WORK REQUEST →
Return copies of the lines below that mention "need".
MATERIAL PROVIDED Block Start
PR #597, opened 2022-06-03
Refactor out transcode as a separate library

fbielejec:
This PR refactors the bits responsible for encoding contract creator and message calls into a separate library.

It's intention is to facilitate building various tools for interacting with contracts.
One possible use case is creating automated end-to-end tests written in Rust, declarative DSL based tools for describing pipelines for deploying / updating non-trivial smart contract suites (think Truffle / Hardhat) etc.

For that reason the Licence is Apache (although I have cargo-culted the contract-metadata library in that respect, [GPL with ClasspathException](https://en.wikipedia.org/wiki/GPL_linking_exception#The_classpath_exception) would likely also be permissive enough - Although I'm Not A Lawyer).


fbielejec:
`test-registry-publish-install` check is failing but I do not have access to your cargo registry to fix that, so will need some help :open_hands:

transcode/Cargo.toml
```diff
@@ -0,0 +1,51 @@
...
+itertools = "0.10.3"
+log = "0.4.17"
+nom = "7.1.1"
+nom-supreme = { version = "0.7.0", features = ["error"] }
+scale-info = { version = "2.1.1", default-features = false, features = ["derive"] }
+serde = { version = "1.0.137", default-features = false, features = ["derive"] }
+serde_json = "1.0.81"
+scale = { package = "parity-scale-codec", version = "3.0.0", features = ["derive"] }
+
+# dependencies for extrinsics (deploying and calling a contract)
```
ascjones, line 37: This comment seems redundant for this standalone crate

ascjones (approved):
LGTM!

transcode/Cargo.toml
fbielejec: removed

transcode/Cargo.toml
```diff
@@ -0,0 +1,51 @@
+[package]
+name = "contract-transcode"
+version = "0.6.0"
```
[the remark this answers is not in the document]
fbielejec: fixed - 0.1.0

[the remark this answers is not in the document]
ascjones: CI is failing because you need to update the path dependency version

ascjones:
https://crates.io/crates/contract-transcode

transcode/src/util.rs
```diff
@@ -0,0 +1,24 @@
...
+// MERCHANTABILITY or FITNESS FOR A PARTICULAR PURPOSE.  See the
+// GNU General Public License for more details.
+//
+// You should have received a copy of the GNU General Public License
+// along with cargo-contract.  If not, see <http://www.gnu.org/licenses/>.
+
+/// Decode hex string with or without 0x prefix
+pub fn decode_hex(input: &str) -> Result<Vec<u8>, hex::FromHexError> {
+    if input.starts_with("0x") {
+        hex::decode(input.trim_start_matches("0x"))
```
gilescope, line 20: You don't need the if here. You can call this function regardless of if the string is prefixed with an 0x or not.

ascjones: Happy to approve a small PR which refactors this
MATERIAL PROVIDED Block End
OUTPUT OF THE EXERCISE →
`test-registry-publish-install` check is failing but I do not have access to your cargo registry to fix that, so will need some help :open_hands:
ascjones: CI is failing because you need to update the path dependency version
gilescope, line 20: You don't need the if here. You can call this function regardless of if the string is prefixed with an 0x or not.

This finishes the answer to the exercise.